You're doing a wonderful job Pam!!  They look so good and healthy.


----------



## Chihuahuasloveme (Jan 8, 2010)

I loveeeeeeeee them!!!! Especially the boys! Makes me want another one but I'm not allowed  lol


----------



## Hollysmom (Nov 26, 2011)

What little cutie pies!


----------



## Hollysmom (Nov 26, 2011)

svdreamer said:


> I would love to place a few others, too, but I'm not having too much luck.


Just curious. Which ones are you trying to adopt out?


----------



## svdreamer (Feb 20, 2010)

Hollysmom said:


> Just curious. Which ones are you trying to adopt out?

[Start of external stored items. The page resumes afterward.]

PR #5651, opened 2024-09-30
Add io.github.buonhobo.KatharaGUI

BuonHobo:
### Please confirm your submission meets all the criteria

- [X] Please describe the application briefly.
  
KatharaGUI is a simple GUI for the Kathara network emulation tool. 
It allows you to start and stop labs and connect to the containers in a convenient way. 
KatharaGUI requires Docker to be installed and correctly configured on your system. 
This app is written in Python and uses GTK 4, libadwaita, and VTE.

- [X] The domain used for the application ID is [controlled by the application developers][appid-domain] and the [application id guidelines][appid] are followed.
- [X] I have read the and followed all the [Submission and licence requirements][reqs].
- [X] I have [built][build] and tested the submission locally.
- [X] I am an author/developer/upstream contributor of the project. If not, I contacted upstream developers about this submission. **Link:**

[appid-domain]: https://docs.flathub.org/docs/for-app-authors/requirements/#control-over-domain-or-repository
[appid]: https://docs.flathub.org/docs/for-app-authors/requirements#application-id
[reqs]: https://docs.flathub.org/docs/for-app-authors/requirements
[build]: https://docs.flathub.org/docs/for-app-authors/submission/#before-submission

PR #5659, opened 2024-10-02
Add io.github.buonhobo.Katharsis

BuonHobo:
This is a remake of this PR, https://github.com/flathub/flathub/pull/5651.
I had to make a new one because I renamed the application to Katharsis.

Please refer to what's written over there


bbhtt:
There wasn't any need to open a new PR, you could've just renamed the files.


bot, build io.github.buonhobo.Katharsis

bbhtt:
Doesn't seem to be running this time:

```
  File "/app/lib/python3.12/site-packages/urllib3/connectionpool.py", line 789, in urlopen
    response = self._make_request(
               ^^^^^^^^^^^^^^^^^^^
  File "/app/lib/python3.12/site-packages/urllib3/connectionpool.py", line 495, in _make_request
    conn.request(
  File "/app/lib/python3.12/site-packages/urllib3/connection.py", line 441, in request
    self.endheaders()
  File "/usr/lib/python3.12/http/client.py", line 1331, in endheaders
    self._send_output(message_body, encode_chunked=encode_chunked)
  File "/usr/lib/python3.12/http/client.py", line 1091, in _send_output
    self.send(msg)
  File "/usr/lib/python3.12/http/client.py", line 1035, in send
    self.connect()
  File "/app/lib/python3.12/site-packages/docker/transport/unixconn.py", line 26, in connect
    sock.connect(self.unix_socket)
FileNotFoundError: [Errno 2] No such file or directory

During handling of the above exception, another exception occurred:
```

BuonHobo:
Weird, it works on my end, Katharsis requires docker to be configured on the host and requires you to be in the docker group. Did you do that?

Can you show me if on your host system there is a docker socket in /run/docker.sock? It's supposed to be there AFAIK

bbhtt:
there is yes.

image

bbhtt:
Previous PR was working, so something changed in between

BuonHobo:
Does the previous PR still work for you? Does it work if you try to reload?
Does the upstream build https://github.com/BuonHobo/Katharsis/actions/runs/11141908734 work for you?

I've tried on a second computer and it still works for me. This is really weird and i don't really know how to debug this since I can't replicate and the issue seems to be in the underlying kathara library (it handles docker connection by itself, I didn't touch that part).

One thing I changed is that now Katharsis does an automatic refresh on startup, but it didn't do it in the previous PR.
So maybe yesterday it allowed you to open it but it would still have broken when trying to reload?

Very weird, I assume you are in the docker group so it's probably not a configuration issue on your part. It's probably an issue with the underlying library. Can you give me more information about your system? Even though it should't really matter...

bbhtt:
With this PR I don't get any application window, https://github.com/flathub/flathub/pull/5651#issuecomment-2385262462 <- installing this one at least the app window shows up.

BuonHobo:
The window shows up, but if it can't connect to docker then there is no functionality at all so there's not much difference.
It looks like for some reason it cannot find the docker socket even though it's there and it is visible by root and the docker group.

Can you show the output of `id`?

BuonHobo:
I'll update the app in the coming days so that it shows an alert when docker is not working

bbhtt:
```
uid=1000(bbhtt) gid=1000(bbhtt) groups=1000(bbhtt),10(wheel),135(mock),972(docker) context=unconfined_u:unconfined_r:unconfined_t:s0-s0:c0.c1023
```

System is Fedora 40, GNOME wayland

BuonHobo:
I'm using fedora 41 on gnome Wayland, so there's probably no difference with regard to docker...

This is extremely weird, I tested it on 3 computers and it's always worked. Would it be possible to get a third person to try this?

bbhtt:
Ok got it to work. Looks like I had `export DOCKER_HOST=unix:///run/user/$UID/podman/podman.sock` in zshrc to use it via podman which seems to cause the issue.

BuonHobo:
Glad we could figure it out! Thank you for all the time you spent on this!

BuonHobo:
I agree that it's inconvenient to miss support for rootless docker, however this is a limitation with the underlying Kathara library. What I developed is just a GUI and unfortunately I have no control over the development of the Kathara framework.

I tried running Kathara with docker rootless and it throws errors when trying to install the Kathara network plugin. I'd be glad to add support for that feature once it's supported by Kathara.

As I said, I should really put an alert on startup, for now I'll avoid doing the automatic reload on launch, so that at least the GUI will show up but it won't detect running containers...

BuonHobo:
I pushed the change. Now the GUI will always startup and display a helpful text about configuring it properly.

BuonHobo:
bot, build io.github.buonhobo.Katharsis

BuonHobo:
Just pushed the final update before dedicating myself to work and study again.
What are the next steps in order to push this to flathub? 
Students in my university could benefit from this tool since Kathara is what we use for networking exams.

bot, build io.github.buonhobo.Katharsis

BuonHobo:
Ok nevermind THIS is the last one lol

bot, build io.github.buonhobo.Katharsis

BuonHobo:
Sorry, there was a bug.

bot, build io.github.buonhobo.Katharsis

BuonHobo:
I've greatly improved the UX by allowing users to reattach terminals and focus them when clicking on the entry. Without having to look for the correct window

bot, build io.github.buonhobo.Katharsis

I'm trying to adopt out Sherman, the 7 month old chiweenie, Isis, a 1 year-old rat terrier, Marmalade, a beautiful 6 to 7 years old chi/corgi mix, Chumley, a 11 month-old basenji mix if I can find the right home for him, and Abby, once she has weaned the puppies and is fixed. And possibly a few others, I would like to get back down to 10 dogs, then my rescue doesn't need a certificate from the county.


----------



## Amanda Kennedy (Nov 5, 2008)

pam what a beautiful bunch
but i still love my girl !!!!
have you named them yet


----------



## BaileysMum (Nov 2, 2011)

Oh my gosh, so cute and precious. Too precious for words. Makes me want to rake one though, that is for sure!


----------



## quinnandleah (Sep 28, 2011)

What an adorable bunch.  Thanks for all the photos.


----------



## bayoumah (Nov 30, 2010)

hi thank you for the fun puppy pics im likeing #4 i love the red


----------



## KrystalLeigh (Aug 17, 2011)

Oh my gosh, they are to die for. So sweet!


----------



## Jennmay (Dec 31, 2011)

Aww beautiful!


----------



## Wicked Pixie (Oct 14, 2011)

I just adore the dark sable little girl. <3


----------



## LostLakeLua (Sep 6, 2009)

They are beautiful... I love watching them grow! Thanks for sharing!


----------